# Exercise brief:
Please print only the top portion of the entries below, ending with the line that contains "itself: Vulshok Battlemaster", exactly as written.

# Listed records:
Issue #2289, opened 2023-01-20
AttachEffect QoL


tool4ever:
i checked AttachEffect again, while it works, we should probably Enhance AttachEffect

* when giving list of `Object$` and `Optional$ True` and maybe `Defined$` is used (it does fall back to Targeted anyway when using `ValidTgts`)  Filter and Pick the Aura and Equipments via Multiselect, and then skip the later optional check.
* with that it would be A faster for Player to select which ones to attach to target
* You don't get asked for stuff you can't equip to target like Equipment to a Player

_Originally posted by @Hanmac in https://github.com/Card-Forge/forge/pull/2273#discussion_r1082312467_

Hanmac:
* Case A: Multiple Equipment, Not Optional, Attach to itself: Vulshok Battlemaster
  >  If an Equipment can’t equip Vulshok Battlemaster, it isn’t attached to the Battlemaster, and it doesn’t become unattached (if it’s attached to a creature). 
* Case B: Multiple Equipment and Auras, Not Optional, Attach to Choice: Fumble
  >  The Auras and Equipment that you gain control of must all be attached to one creature that they can all legally be attached to. If they can’t all legally be attached to one creature, they all remain on the battlefield unattached (and Auras among them will be put into their owners’ graveyards). 

* Case C: Multiple Equipment, Any Number Optional, Attach to Target: Ardenn, Intrepid Archaeologist
  > No Ruling for this. but this should instead of asking each Equipment individually, it should use a Select Entities and filter the ones that can be attached to Target

* Case D: Multiple Equipment, Any Number Optional, Attach to Choice: Armed and Armored
  > No Ruling for this, i don't know if we can Keep it as One Effect or if it should be two, or if i can flag it with something that the Dwarf is chosen first before the Equipment?

* Case E: Multiple Equipment, Any Target Number only FULL Optional, Attach to itself: Armory Automaton
  > You can choose to target no Equipment if you don’t want to attach any to Armory Automaton. Because the ability is optional, you also don’t have to attach the Equipment it targets as you resolve the ability. However, you must either attach all of the target Equipment or attach none of them. (2016-11-08)
  >
  > because for this we can't use Optional on the Effect, but need to use OptionalTrigger?

PR #3927, opened 2023-10-19
YWOE last few scripts + various tweaks

Northmoc:
bring Nahiri the Lithomancer in line with the other Nahiri with the same ability (to catch corner case of doubling tokens)
help DamageAll stack description output be more obvious when missing params, help punctuation

### DIFF
--- a/forge-gui/res/cardsfolder/n/nahiri_the_lithomancer.txt
+++ b/forge-gui/res/cardsfolder/n/nahiri_the_lithomancer.txt
@@ -3,10 +3,9 @@ ManaCost:3 W W
 Types:Legendary Planeswalker Nahiri
 Loyalty:3
 Text:CARDNAME can be your commander.
-A:AB$ Token | Cost$ AddCounter<2/LOYALTY> | Planeswalker$ True | TokenScript$ w_1_1_kor_warrior | RememberTokens$ True | SubAbility$ DBChooseToken | SpellDescription$ Create a 1/1 white Kor Warrior creature token. You may attach an Equipment you control to it.
-SVar:DBChooseToken:DB$ ChooseCard | DefinedCards$ Remembered | Mandatory$ True | ChoiceTitle$ Choose a token | SubAbility$ DBAttach | StackDescription$ None
-SVar:DBAttach:DB$ Attach | Optional$ True | Choices$ Equipment.YouCtrl | ChoiceTitle$ Choose an Equipment you control | Defined$ ChosenCard | SubAbility$ DBCleanup | StackDescription$ None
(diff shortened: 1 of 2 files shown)


forge-gui/res/cardsfolder/n/nahiri_the_lithomancer.txt
```diff
@@ -3,9 +3,10 @@ ManaCost:3 W W
 Types:Legendary Planeswalker Nahiri
 Loyalty:3
 Text:CARDNAME can be your commander.
-A:AB$ Token | Cost$ AddCounter<2/LOYALTY> | Planeswalker$ True | TokenAmount$ 1 | TokenScript$ w_1_1_kor_soldier | TokenOwner$ You | RememberTokens$ True | SubAbility$ DBAttach | SpellDescription$ Create a 1/1 white Kor Soldier creature token. You may attach an Equipment you control to it.
-SVar:DBAttach:DB$ Attach | Optional$ True | Choices$ Equipment.YouCtrl | ChoiceTitle$ Choose an Equipment you control | Defined$ Remembered | SubAbility$ DBCleanup | StackDescription$ None
-SVar:DBCleanup:DB$ Cleanup | ClearRemembered$ True
+A:AB$ Token | Cost$ AddCounter<2/LOYALTY> | Planeswalker$ True | TokenScript$ w_1_1_kor_warrior | RememberTokens$ True | SubAbility$ DBChooseToken | SpellDescription$ Create a 1/1 white Kor Warrior creature token. You may attach an Equipment you control to it.
+SVar:DBChooseToken:DB$ ChooseCard | DefinedCards$ Remembered | Mandatory$ True | ChoiceTitle$ Choose a token | SubAbility$ DBAttach | StackDescription$ None
```
tool4ever, line 7: what does the corner case look like?
this seems to have worked already before

Northmoc: I think it was in the case of Doubling Season and similar, the player should have ability to choose which token gets an attachment. @Hanmac may remember better

Not sure why we didn't bring Nahiri, Heir of Ancients and this to parity before 🤷‍♂️ they definitely should be the same one way or the other

tool4ever: yea and when I tested that with the old version it already lets you choose the token

Hanmac: Imo it would be better to have the choice inside the Attach

Hanmac: There is my thoughts about refactoring 
https://github.com/Card-Forge/forge/issues/2289#issuecomment-1399565687

tool4ever (approved):

PR #3934, opened 2023-10-20
CantHaveKeyword can prevent effect creation

tool4ever:
> For example, if you control Archetype of Courage, a spell cast by an opponent that gives creatures they control first strike wouldn’t cause the creatures to have first strike, even if later in the turn Archetype of Courage left the battlefield.

### DIFF
--- a/forge-game/src/main/java/forge/game/card/Card.java
+++ b/forge-game/src/main/java/forge/game/card/Card.java
@@ -4683,7 +4683,17 @@ public class Card extends GameEntity implements Comparable<Card>, IHasSVars {
         if (keywords != null) {
             long idx = 1;
             for (String kw : keywords) {
-                kws.add(getKeywordForStaticAbility(kw, staticId, idx));
+                // CR 113.11
+                boolean canHave = true;
+                for (Keyword cantKW : getCantHaveKeyword()) {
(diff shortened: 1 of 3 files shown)


Hanmac:
You should move the CanGainKeyword check into a function on Card


Or filter inside addChangedCardKeywords

forge-game/src/main/java/forge/game/card/Card.java
```diff
@@ -4683,8 +4683,18 @@ public final void addChangedCardKeywords(final List<String> keywords, final List
...
+                boolean canHave = true;
+                for (Keyword cantKW : getCantHaveKeyword()) {
+                    if (kw.startsWith(cantKW.toString())) {
+                        canHave = false;
+                        break;
+                    }
+                }
+                if (canHave) {
+                    kws.add(getKeywordForStaticAbility(kw, staticId, idx));
+                    idx++;
```
Hanmac, line 4696: i think the idx should still be go up

for example if something would give 3 Keywords,
and the first one is "can't have", then the following keywords would get different ids than if the first one is not negated.

that could cause more objects that not used

tool4ever: good point

Hanmac (approved):

PR #4007, opened 2023-10-28
LCI – Player.descended support and cards

Northmoc:


forge-game/src/main/java/forge/game/GameAction.java
```diff
@@ -220,6 +220,9 @@ private Card changeZone(final Zone zoneFrom, Zone zoneTo, final Card c, Integer
         if (fromBattlefield && !toBattlefield) {
             c.getController().setRevolt(true);
         }
+        if (zoneTo.is(ZoneType.Graveyard) && c.isPermanent()) {
```
Hanmac, line 223: also non Token

@tool4ever  @Agetian does this needs to be checked for Merged card parts?

forge-gui/res/cardsfolder/upcoming/broodrage_mycoid.txt
```diff
@@ -0,0 +1,9 @@
+Name:Broodrage Mycoid
+ManaCost:3 B
+Types:Creature Fungus
+PT:4/3
+T:Mode$ Phase | Phase$ End of Turn | ValidPlayer$ You | TriggerZones$ Battlefield | CheckDefinedPlayer$ You.descended | Execute$ TrigToken | TriggerDescription$ At the beginning of your end step, if you descended this turn, create a 1/1 black Fungus creature token with "This creature can't block." (You descended if a permanent card was put into your graveyard from anywhere.)
```
Hanmac, line 5: wouldn't it be enough to do `ValidPlayer$ You.decended` ?

forge-game/src/main/java/forge/game/GameAction.java
```diff
@@ -220,6 +220,9 @@ private Card changeZone(final Zone zoneFrom, Zone zoneTo, final Card c, Integer
...
+            c.getOwner().descend();
```
tool4ever, line 224: this is way too early for this, the card might still be replaced to move somewhere else

forge-game/src/main/java/forge/game/GameAction.java
tool4ever: yea it would have to be
perhaps it would be cleanest to do this in `Zone.add`

Northmoc: I moved it there!

forge-gui/res/cardsfolder/upcoming/broodrage_mycoid.txt
Northmoc: Hmm, some triggers with `CheckDefinedPlayer$ You.isMonarch` might be refactored too

Hanmac: I think the difference are Intervening If -Clause 

While you can lose the Monarch in response, you can't lose "descended this turn"

tool4ever:
might want to rebase to get rid of the extra stuff

Northmoc:
> might want to rebase to get rid of the extra stuff

yeah I screwed something up 😬

tool4ever (approved):

Hanmac:
@Northmoc when you merge such PR with Reverted stuff
Try to Rebase it first and remove them or Squash it, so it isn't changed in the final Merge

PR #4014, opened 2023-10-28
AI framework to improve sacrificing endangered cards + several AI hints (Stoneforge Mystic, Atog, others) and improvements.

### LINKED ISSUE #4005: AI doesn't sacrifice his own creatures when they are in danger
**Describe the bug**
AI doesn't use abilities of Bubbling Cauldron or Lampad of Death's Vigil to sacrifice his own creatures when they are in danger.

**To Reproduce**
1. AI casts Lampad of Death's Vigil / Bubbling Cauldron and creature.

# Response for this exercise:
Issue #2289, opened 2023-01-20
AttachEffect QoL


tool4ever:
i checked AttachEffect again, while it works, we should probably Enhance AttachEffect

* when giving list of `Object$` and `Optional$ True` and maybe `Defined$` is used (it does fall back to Targeted anyway when using `ValidTgts`)  Filter and Pick the Aura and Equipments via Multiselect, and then skip the later optional check.
* with that it would be A faster for Player to select which ones to attach to target
* You don't get asked for stuff you can't equip to target like Equipment to a Player

_Originally posted by @Hanmac in https://github.com/Card-Forge/forge/pull/2273#discussion_r1082312467_

Hanmac:
* Case A: Multiple Equipment, Not Optional, Attach to itself: Vulshok Battlemaster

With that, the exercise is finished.